**EXERCISE**
Please restate verbatim the lines that open the listing below, ending with the line in which "PR #279, opened 2022-07-22" occurs.

**DATA SHOWN**
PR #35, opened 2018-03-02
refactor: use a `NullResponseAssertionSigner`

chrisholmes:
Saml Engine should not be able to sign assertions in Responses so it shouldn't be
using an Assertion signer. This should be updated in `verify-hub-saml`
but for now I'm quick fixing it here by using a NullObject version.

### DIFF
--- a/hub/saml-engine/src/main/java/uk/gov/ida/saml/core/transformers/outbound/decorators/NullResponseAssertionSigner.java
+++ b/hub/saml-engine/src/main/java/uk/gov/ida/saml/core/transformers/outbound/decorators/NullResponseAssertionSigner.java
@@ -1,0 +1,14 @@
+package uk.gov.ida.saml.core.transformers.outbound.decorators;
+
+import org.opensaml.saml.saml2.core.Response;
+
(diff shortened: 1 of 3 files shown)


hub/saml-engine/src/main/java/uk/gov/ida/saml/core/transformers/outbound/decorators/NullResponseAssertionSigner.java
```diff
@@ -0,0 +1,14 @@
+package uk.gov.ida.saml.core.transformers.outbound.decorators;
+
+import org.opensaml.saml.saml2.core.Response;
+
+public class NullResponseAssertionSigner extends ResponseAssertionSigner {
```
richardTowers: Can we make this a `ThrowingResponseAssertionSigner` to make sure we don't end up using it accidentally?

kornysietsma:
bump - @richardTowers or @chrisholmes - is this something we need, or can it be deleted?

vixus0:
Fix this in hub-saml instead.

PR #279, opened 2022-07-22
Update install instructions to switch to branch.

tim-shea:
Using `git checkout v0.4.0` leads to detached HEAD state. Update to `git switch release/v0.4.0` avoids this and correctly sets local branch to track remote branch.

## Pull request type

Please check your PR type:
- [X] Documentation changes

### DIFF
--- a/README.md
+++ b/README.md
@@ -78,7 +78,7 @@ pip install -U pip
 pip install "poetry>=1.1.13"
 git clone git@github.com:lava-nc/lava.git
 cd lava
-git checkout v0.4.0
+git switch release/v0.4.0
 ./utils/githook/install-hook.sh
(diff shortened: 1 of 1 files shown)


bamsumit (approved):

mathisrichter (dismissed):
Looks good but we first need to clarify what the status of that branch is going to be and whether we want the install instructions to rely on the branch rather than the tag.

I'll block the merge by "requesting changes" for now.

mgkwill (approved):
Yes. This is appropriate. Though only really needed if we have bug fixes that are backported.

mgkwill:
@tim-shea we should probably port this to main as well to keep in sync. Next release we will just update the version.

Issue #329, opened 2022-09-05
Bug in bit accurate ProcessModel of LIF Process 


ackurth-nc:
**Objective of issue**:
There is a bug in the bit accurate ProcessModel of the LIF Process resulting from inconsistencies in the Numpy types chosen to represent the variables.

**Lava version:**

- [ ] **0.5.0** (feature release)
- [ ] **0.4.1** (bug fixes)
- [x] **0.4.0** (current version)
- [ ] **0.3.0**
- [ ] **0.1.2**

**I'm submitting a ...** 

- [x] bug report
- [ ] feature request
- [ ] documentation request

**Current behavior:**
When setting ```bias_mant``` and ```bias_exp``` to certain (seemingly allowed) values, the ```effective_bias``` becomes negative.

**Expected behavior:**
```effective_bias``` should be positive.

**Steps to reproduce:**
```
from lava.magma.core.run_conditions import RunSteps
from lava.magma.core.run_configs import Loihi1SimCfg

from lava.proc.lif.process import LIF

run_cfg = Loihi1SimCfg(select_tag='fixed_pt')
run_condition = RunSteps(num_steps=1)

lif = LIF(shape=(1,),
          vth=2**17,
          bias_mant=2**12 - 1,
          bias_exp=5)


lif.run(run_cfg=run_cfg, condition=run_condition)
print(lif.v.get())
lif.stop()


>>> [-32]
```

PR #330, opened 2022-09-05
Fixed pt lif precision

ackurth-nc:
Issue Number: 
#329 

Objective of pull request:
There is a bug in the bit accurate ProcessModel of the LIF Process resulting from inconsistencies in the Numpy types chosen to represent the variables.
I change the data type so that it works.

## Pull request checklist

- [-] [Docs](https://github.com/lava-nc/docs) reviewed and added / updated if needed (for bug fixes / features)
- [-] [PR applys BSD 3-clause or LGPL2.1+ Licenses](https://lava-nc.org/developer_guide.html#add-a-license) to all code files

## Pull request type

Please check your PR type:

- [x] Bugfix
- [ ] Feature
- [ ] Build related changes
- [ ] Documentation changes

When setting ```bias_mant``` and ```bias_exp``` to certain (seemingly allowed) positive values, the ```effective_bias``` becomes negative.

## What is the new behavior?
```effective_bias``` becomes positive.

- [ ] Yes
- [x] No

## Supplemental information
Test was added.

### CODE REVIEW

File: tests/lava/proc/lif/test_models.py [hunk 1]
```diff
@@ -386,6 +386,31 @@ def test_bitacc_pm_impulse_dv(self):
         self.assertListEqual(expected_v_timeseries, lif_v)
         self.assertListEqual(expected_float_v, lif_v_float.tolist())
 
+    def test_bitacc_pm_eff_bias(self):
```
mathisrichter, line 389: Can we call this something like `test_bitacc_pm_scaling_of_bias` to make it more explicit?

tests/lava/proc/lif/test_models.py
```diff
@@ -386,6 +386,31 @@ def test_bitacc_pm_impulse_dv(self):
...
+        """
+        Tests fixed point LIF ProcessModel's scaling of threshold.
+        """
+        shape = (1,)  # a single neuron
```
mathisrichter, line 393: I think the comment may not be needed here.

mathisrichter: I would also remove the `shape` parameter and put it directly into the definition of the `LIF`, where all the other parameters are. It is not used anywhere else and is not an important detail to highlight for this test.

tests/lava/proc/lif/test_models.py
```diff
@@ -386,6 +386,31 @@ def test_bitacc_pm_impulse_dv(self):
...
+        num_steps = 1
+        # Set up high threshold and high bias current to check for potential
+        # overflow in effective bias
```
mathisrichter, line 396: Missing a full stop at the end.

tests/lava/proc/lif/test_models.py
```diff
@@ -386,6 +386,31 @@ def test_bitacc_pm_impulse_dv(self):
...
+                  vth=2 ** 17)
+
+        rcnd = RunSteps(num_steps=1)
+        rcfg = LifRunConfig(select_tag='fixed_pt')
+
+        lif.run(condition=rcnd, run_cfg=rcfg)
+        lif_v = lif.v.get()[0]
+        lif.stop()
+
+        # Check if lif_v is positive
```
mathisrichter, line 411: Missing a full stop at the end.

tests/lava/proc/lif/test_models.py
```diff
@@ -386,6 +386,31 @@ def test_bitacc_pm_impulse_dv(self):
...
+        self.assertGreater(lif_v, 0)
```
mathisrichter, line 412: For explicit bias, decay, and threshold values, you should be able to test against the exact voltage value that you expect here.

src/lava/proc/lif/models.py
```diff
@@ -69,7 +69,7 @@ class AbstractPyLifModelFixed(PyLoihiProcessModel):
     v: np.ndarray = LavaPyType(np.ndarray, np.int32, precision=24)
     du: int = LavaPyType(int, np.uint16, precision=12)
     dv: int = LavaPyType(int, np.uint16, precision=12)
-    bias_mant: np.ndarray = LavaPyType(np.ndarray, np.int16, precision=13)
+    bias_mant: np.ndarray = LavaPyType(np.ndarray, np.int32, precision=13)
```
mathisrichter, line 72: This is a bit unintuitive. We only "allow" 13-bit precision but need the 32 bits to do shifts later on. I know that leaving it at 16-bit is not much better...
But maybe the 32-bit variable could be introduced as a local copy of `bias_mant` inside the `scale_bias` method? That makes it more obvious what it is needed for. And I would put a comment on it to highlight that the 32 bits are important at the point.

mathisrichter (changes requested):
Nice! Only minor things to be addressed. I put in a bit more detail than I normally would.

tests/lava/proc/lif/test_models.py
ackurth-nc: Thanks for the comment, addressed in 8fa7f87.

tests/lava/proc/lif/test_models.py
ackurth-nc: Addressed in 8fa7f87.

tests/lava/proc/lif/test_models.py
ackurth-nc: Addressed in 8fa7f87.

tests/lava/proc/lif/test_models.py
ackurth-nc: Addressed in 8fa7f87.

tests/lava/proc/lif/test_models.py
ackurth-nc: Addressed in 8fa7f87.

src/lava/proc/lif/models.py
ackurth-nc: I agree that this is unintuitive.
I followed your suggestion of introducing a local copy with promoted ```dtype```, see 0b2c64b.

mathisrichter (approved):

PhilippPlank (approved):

**EXERCISE ANSWER**
PR #35, opened 2018-03-02
refactor: use a `NullResponseAssertionSigner`

chrisholmes:
Saml Engine should not be able to sign assertions in Responses so it shouldn't be
using an Assertion signer. This should be updated in `verify-hub-saml`
but for now I'm quick fixing it here by using a NullObject version.

### DIFF
--- a/hub/saml-engine/src/main/java/uk/gov/ida/saml/core/transformers/outbound/decorators/NullResponseAssertionSigner.java
+++ b/hub/saml-engine/src/main/java/uk/gov/ida/saml/core/transformers/outbound/decorators/NullResponseAssertionSigner.java
@@ -1,0 +1,14 @@
+package uk.gov.ida.saml.core.transformers.outbound.decorators;
+
+import org.opensaml.saml.saml2.core.Response;
+
(diff shortened: 1 of 3 files shown)


hub/saml-engine/src/main/java/uk/gov/ida/saml/core/transformers/outbound/decorators/NullResponseAssertionSigner.java
```diff
@@ -0,0 +1,14 @@
+package uk.gov.ida.saml.core.transformers.outbound.decorators;
+
+import org.opensaml.saml.saml2.core.Response;
+
+public class NullResponseAssertionSigner extends ResponseAssertionSigner {
```
richardTowers: Can we make this a `ThrowingResponseAssertionSigner` to make sure we don't end up using it accidentally?

kornysietsma:
bump - @richardTowers or @chrisholmes - is this something we need, or can it be deleted?

vixus0:
Fix this in hub-saml instead.

PR #279, opened 2022-07-22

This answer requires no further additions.